WHAT TO WORK ON — If a line in the material below has the word "should", copy it.

RECORDS FOR THE EXERCISE —

Issue #2263, opened 2022-05-11
[BUG] Unable to stop VM which in starting state


lanfon72:
### Describe the bug
**Stop** button been disabled when the VM in a long starting state.

![image](https://user-images.githubusercontent.com/5169694/167813844-014051c6-01f2-4c8a-9e59-a3d5fd517a5a.png)
![image](https://user-images.githubusercontent.com/5169694/167813871-2db1d406-f427-4e8b-a4be-adbdd230c211.png)

### To Reproduce
1. Install Harvester with any nodes
2. Create an Windows iso image for VM creation
3. Create the Windows VM by using the iso image
4. When the VM in **Starting** state, **Stop** button should able to click and work as expected

### Expected behavior
VM should be able to stop in **Starting** state

## Environment:
 - Harvester ISO version: **v1.0.2-rc1**
 - Underlying Infrastructure (e.g. Baremetal with Dell PowerEdge R630): **Baremetal DL360 3nodes **

lanfon72:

TASK OUTPUT —
4. When the VM in **Starting** state, **Stop** button should able to click and work as expected
VM should be able to stop in **Starting** state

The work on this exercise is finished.